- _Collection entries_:

::::::::::

PR #39354, opened 2025-07-29
feat: add new service discovery payload data

gengnamstyle:
### What does this PR do?
- Updates **process check** to include service discovery data for linux only
- config changes
  - process check
      - `IsEnabled()` considers service discovery process probe configuration `discovery.enabled` because we want the check to continue to submit service discovery data even when process collection is disabled
  - process collector
      - `isProcessCollectionEnabled()` now considers
          - `process_config.process_collection.enabled`
      - `isServiceDiscoveryEnabled()` removes hardcoded disabling of service discovery collection to now consider
          - `discovery.enabled`
  - discovery check is disabled when `process_config.process_collection.use_wlm` is enabled (since we don't both duplicate discovery data being sent and this makes it easier to compare)
        
## Phase 1 Configuration
image

## Phase 2 Temporary Config `use_wlm` removal + old service discovery check removal
image

### Motivation
- as part of the processes + service discovery consolidation, we are finally sending the new service discovery data to the backend via the process check. RFC - https://datadoghq.atlassian.net/wiki/spaces/cxg/pages/5013111768/RFC+Processes+and+Service+Discovery+Agent+Consolidation

- adds a unit test for the wlm implementation of `ProcessesByPID` that includes service discovery data
- adds a unit test for process collector configuration
- adds unit tests for process check data formatting
- run on ubuntu 24 vm and demonstrated that nginx shows service discovery data by viewing `sudo datadog-agent workload-list`

image

### DIFF
--- a/comp/core/workloadmeta/collectors/internal/process/process_collector.go
+++ b/comp/core/workloadmeta/collectors/internal/process/process_collector.go
@@ -135,14 +135,18 @@ func GetFxOptions() fx.Option {
 }
 
 // isProcessCollectionEnabled returns a boolean indicating if the process collector is enabled
+func (c *collector) isRunningInCoreAgent() bool {
+	return c.config.GetBool("process_config.run_in_core_agent.enabled")
+}
+
+// isProcessCollectionEnabled returns a boolean indicating if the process collector is enabled
 func (c *collector) isProcessCollectionEnabled() bool {
 	return c.config.GetBool("process_config.process_collection.use_wlm")
 }
 
 // isServiceDiscoveryEnabled returns a boolean indicating if service discovery is enabled
 func (c *collector) isServiceDiscoveryEnabled() bool {
-	// TODO: implement the logic to check if service discovery is enabled based on configuration
-	return false
+	return c.systemProbeConfig.GetBool("system_probe_config.enabled") && c.systemProbeConfig.GetBool("discovery.enabled")
 }
 
 // isLanguageCollectionEnabled returns a boolean indicating if language collection is enabled
@@ -160,6 +164,10 @@ func (c *collector) collectionIntervalConfig() time.Duration {
 // is done. It also gets a reference to the store that started it so it
 // can use Notify, or get access to other entities in the store.
 func (c *collector) Start(ctx context.Context, store workloadmeta.Component) error {
+	if !c.isRunningInCoreAgent() {
+		return errors.NewDisabled(componentName, "core process collection not running in core agent")
+	}
+
 	if !c.isProcessCollectionEnabled() && !c.isServiceDiscoveryEnabled() {
 		return errors.NewDisabled(componentName, "process collection and service discovery are disabled")
 	}
--- a/comp/core/workloadmeta/collectors/internal/process/process_collector.go
+++ b/comp/core/workloadmeta/collectors/internal/process/process_collector.go
@@ -136,14 +136,12 @@ func GetFxOptions() fx.Option {
 
 // isProcessCollectionEnabled returns a boolean indicating if the process collector is enabled
 func (c *collector) isProcessCollectionEnabled() bool {
-	return c.config.GetBool("process_config.process_collection.enabled") &&
-		// TODO: process_config.process_collection.use_wlm is temporary and will eventually be removed
-		c.config.GetBool("process_config.process_collection.use_wlm")
+	return c.config.GetBool("process_config.process_collection.enabled")
 }
 
 // isServiceDiscoveryEnabled returns a boolean indicating if service discovery is enabled
 func (c *collector) isServiceDiscoveryEnabled() bool {
-	return c.systemProbeConfig.GetBool("system_probe_config.enabled") && c.systemProbeConfig.GetBool("discovery.enabled")
+	return c.systemProbeConfig.GetBool("discovery.enabled")
 }
 
 // isLanguageCollectionEnabled returns a boolean indicating if language collection is enabled
@@ -161,7 +159,10 @@ func (c *collector) collectionIntervalConfig() time.Duration {
 // is done. It also gets a reference to the store that started it so it
 // can use Notify, or get access to other entities in the store.
 func (c *collector) Start(ctx context.Context, store workloadmeta.Component) error {
-	if !c.isProcessCollectionEnabled() && !c.isServiceDiscoveryEnabled() {
+	// TODO: process_config.process_collection.use_wlm is temporary and will eventually be removed
+	// we want to gate everything for this new collector by the use_wlm config, but eventually
+	// this collector will be gated separately for process_collector OR service discovery
+	if !c.config.GetBool("process_config.process_collection.use_wlm") && !c.isProcessCollectionEnabled() && !c.isServiceDiscoveryEnabled() {
 		return errors.NewDisabled(componentName, "process collection and service discovery are disabled")
 	}
 
--- a/comp/core/workloadmeta/collectors/internal/process/process_collector.go
+++ b/comp/core/workloadmeta/collectors/internal/process/process_collector.go
@@ -162,8 +162,12 @@ func (c *collector) Start(ctx context.Context, store workloadmeta.Component) err
 	// TODO: process_config.process_collection.use_wlm is temporary and will eventually be removed
 	// we want to gate everything for this new collector by the use_wlm config, but eventually
 	// this collector will be gated separately for process_collector OR service discovery
-	if !c.config.GetBool("process_config.process_collection.use_wlm") && !c.isProcessCollectionEnabled() && !c.isServiceDiscoveryEnabled() {
-		return errors.NewDisabled(componentName, "process collection and service discovery are disabled")
+	if !c.config.GetBool("process_config.process_collection.use_wlm") {
+		return errors.NewDisabled(componentName, "wlm process collection disabled")
+	}
+
+	if !c.isProcessCollectionEnabled() && !c.isServiceDiscoveryEnabled() {
+		return errors.NewDisabled(componentName, "wlm process collection and service discovery are disabled")
 	}
 
 	if c.containerProvider == nil {
--- a/comp/core/workloadmeta/collectors/internal/process/process_collector.go
+++ b/comp/core/workloadmeta/collectors/internal/process/process_collector.go
@@ -136,8 +136,7 @@ func GetFxOptions() fx.Option {
 
 // isProcessCollectionEnabled returns a boolean indicating if the process collector is enabled
 func (c *collector) isProcessCollectionEnabled() bool {
-	return c.config.GetBool("process_config.run_in_core_agent.enabled") &&
-		c.config.GetBool("process_config.process_collection.enabled") &&
+	return c.config.GetBool("process_config.process_collection.enabled") &&
 		// TODO: process_config.process_collection.use_wlm is temporary and will eventually be removed
 		c.config.GetBool("process_config.process_collection.use_wlm")
 }
--- a/comp/core/workloadmeta/collectors/internal/process/process_collector.go
+++ b/comp/core/workloadmeta/collectors/internal/process/process_collector.go
@@ -135,13 +135,11 @@ func GetFxOptions() fx.Option {
 }
 
 // isProcessCollectionEnabled returns a boolean indicating if the process collector is enabled
-func (c *collector) isRunningInCoreAgent() bool {
-	return c.config.GetBool("process_config.run_in_core_agent.enabled")
-}
-
-// isProcessCollectionEnabled returns a boolean indicating if the process collector is enabled
 func (c *collector) isProcessCollectionEnabled() bool {
-	return c.config.GetBool("process_config.process_collection.use_wlm")
+	return c.config.GetBool("process_config.run_in_core_agent.enabled") &&
+		c.config.GetBool("process_config.process_collection.enabled") &&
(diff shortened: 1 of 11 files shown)


comp/core/workloadmeta/collectors/internal/process/process_collector.go
```diff
@@ -132,15 +132,19 @@ func GetFxOptions() fx.Option {
 	return fx.Provide(NewProcessCollectorProvider)
 }
 
+// isProcessCollectionEnabled returns a boolean indicating if the process collector is enabled
```
daniel-taf, line 137: incorrect comment

comp/core/workloadmeta/collectors/internal/process/process_collector.go
```diff
@@ -132,15 +132,19 @@ func GetFxOptions() fx.Option {
...
+func (c *collector) isRunningInCoreAgent() bool {
+	return c.config.GetBool("process_config.run_in_core_agent.enabled")
+}
+
 // isProcessCollectionEnabled returns a boolean indicating if the process collector is enabled
 func (c *collector) isProcessCollectionEnabled() bool {
 	return c.config.GetBool("process_config.process_collection.use_wlm")
```
daniel-taf: lets check `process_config.run_in_core_agent.enabled` and `process_config.process_collection.enabled` to determine if the process collection is enabled here.

comp/core/workloadmeta/collectors/internal/process/process_collector.go
```diff
@@ -158,6 +162,10 @@ func (c *collector) collectionIntervalConfig() time.Duration {
 // is done. It also gets a reference to the store that started it so it
 // can use Notify, or get access to other entities in the store.
 func (c *collector) Start(ctx context.Context, store workloadmeta.Component) error {
+	if !c.isRunningInCoreAgent() {
+		return errors.NewDisabled(componentName, "core process collection not running in core agent")
+	}
```
daniel-taf: I don't think we want this here. It will stop service discovery from running without process collection.

pkg/process/procutil/process_model.go
```diff
@@ -99,6 +103,30 @@ type Stats struct {
...
+	AdditionalGeneratedNames []string
+
+	// TracerMetadata contains APM tracer metadata
+	TracerMetadata []tracermetadata.TracerMetadata
+
+	// DDService is the value from DD_SERVICE environment variable
+	DDService string
+
+	// Ports is the list of ports the service is listening on
+	Ports []uint16
```
daniel-taf: Let's have this at the process level. It's not unique information for a "service" and we have thought about adding it to the standard process collection. It will also match better with the ES mapping we have right now: https://github.com/DataDog/k8s-resources/pull/90721. Though that also opens a question on what we should for `APMInstrumented` and `TracerMetadata`. What level should those be at?

pkg/process/checks/process_linux.go
```diff
@@ -52,17 +56,151 @@ func (p *ProcessCheck) processesByPID(collectStats bool) (map[int32]*procutil.Pr
...
+	languagemodels.Unknown: model.Language_LANGUAGE_UNKNOWN,
+	languagemodels.Go:      model.Language_LANGUAGE_GO,
+	languagemodels.Node:    model.Language_LANGUAGE_NODE,
+	languagemodels.Dotnet:  model.Language_LANGUAGE_DOTNET,
+	languagemodels.Python:  model.Language_LANGUAGE_PYTHON,
+	languagemodels.Java:    model.Language_LANGUAGE_JAVA,
+	languagemodels.Ruby:    model.Language_LANGUAGE_RUBY,
+	languagemodels.PHP:     model.Language_LANGUAGE_PHP,
+	languagemodels.CPP:     model.Language_LANGUAGE_CPP,
+}
```
daniel-taf: This should be at the top of the file. Same with `serviceNameSourceMap` along with comments explaining their usage.

pkg/process/checks/process_linux.go
```diff
@@ -52,17 +56,153 @@ func (p *ProcessCheck) processesByPID(collectStats bool) (map[int32]*procutil.Pr
...
+		Gids:     wlmProc.Gids,
+		Stats:    stats,
+		Ports:    ports,
+		Language: wlmProc.Language,
+		Service:  service,
+	}
+}
+
+// formatPorts converts a list of uin16 ports to a int32 PortInfo
+// TODO: because the service discovery response does not distinguish between tcp and udp currently, we currently send everything as TCP
```
daniel-taf, line 131: For agent discovery folks: Why are they not distinguished? As far as I understand, depending on how we want to present this information on Datadog, this can cause an issue where old agents will show UDP connections as TCP.

comp/core/workloadmeta/collectors/internal/process/process_collector.go
gengnamstyle: done!

comp/core/workloadmeta/collectors/internal/process/process_collector.go
gengnamstyle: yup agreed.

pkg/process/procutil/process_model.go
gengnamstyle: moved to process level. 

Currently the agent payload incorporates the `apm instrumented` and `tracermetadata` into a service discovery struct: https://github.com/DataDog/agent-payload/pull/392/files#diff-69b34851fbf6263111121260c46c57084a1fe6e34e9b750a5a673694f2dfe1b0R573-R576

I do not have a strong opinion on this, but if there are any changes we should keep this consistent.

pkg/process/checks/process_linux.go
gengnamstyle: moved and added a commment

pkg/process/checks/process_linux.go
```diff
@@ -51,18 +88,128 @@ func (p *ProcessCheck) processesByPID(collectStats bool) (map[int32]*procutil.Pr
...
+	serviceNames = append(serviceNames, &model.ServiceName{
+		Name:   service.GeneratedName,
+		Source: source,
+	})
+
+	// add dd service name
+	serviceNames = append(serviceNames, &model.ServiceName{
+		Name:   service.DDService,
+		Source: model.ServiceNameSource_SERVICE_NAME_SOURCE_DD_SERVICE,
+	})
```
daniel-taf: is it possible for this to be empty? Would we want to add it then?

pkg/process/procutil/process_model.go
gengnamstyle: talked offline. apm instrumented and tracer metadata will be kept in the service discovery struct

pkg/process/checks/process_linux.go
gengnamstyle: looking at the service discovery code, it does appear possible that it is empty https://github.com/DataDog/datadog-agent/blob/d47c7ddf2c546497f5de54b542aabdbecf14eae5/pkg/collector/corechecks/servicediscovery/usm/service.go#L309

Changed to not add an empty value

pkg/process/checks/process_linux.go
```diff
@@ -8,10 +8,47 @@
...
+	string(usm.Spring):      model.ServiceNameSource_SERVICE_NAME_SOURCE_SPRING,
+	string(usm.JBoss):       model.ServiceNameSource_SERVICE_NAME_SOURCE_JBOSS,
+	string(usm.Tomcat):      model.ServiceNameSource_SERVICE_NAME_SOURCE_TOMCAT,
+	string(usm.WebLogic):    model.ServiceNameSource_SERVICE_NAME_SOURCE_WEBLOGIC,
+	string(usm.WebSphere):   model.ServiceNameSource_SERVICE_NAME_SOURCE_WEBSPHERE,
+}
+
 // useWLMCollection checks the configuration to use the workloadmeta process collector or not in linux
 // TODO: process_config.process_collection.use_wlm is a temporary configuration for refactoring purposes
 func (p *ProcessCheck) useWLMCollection() bool {
```
daniel-taf, line 55: Realized this function also needs to check `process_config.run_in_core_agent.enabled`. The WLM collector only works on the core agent.

pkg/process/checks/process_linux.go
vitkyrka: It wasn't a requirement to do so for SD but since we plant to be use this for things like autodiscovery it makes sense to be want to know which protocol the ports are on. I can send a follow up or separate PR to change the collection to distinguish them.

pkg/process/checks/process_linux.go
gengnamstyle: Doesn't this then mean that service discovery collection is gated by running on the core agent and therefore service discovery data will not be collected if a user specifies to use the process agent? 

Also this implies that the new process collector should not collect service discovery data if we are not running on the core agent.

::::::::::

- _EXERCISE OBJECTIVE_: All that belongs in the answer is the lines from the start of the entries above through the line containing "- process check", each given exactly.

- _ANSWER TO THIS TASK_:
PR #39354, opened 2025-07-29
feat: add new service discovery payload data

gengnamstyle:
### What does this PR do?
- Updates **process check** to include service discovery data for linux only
- config changes
  - process check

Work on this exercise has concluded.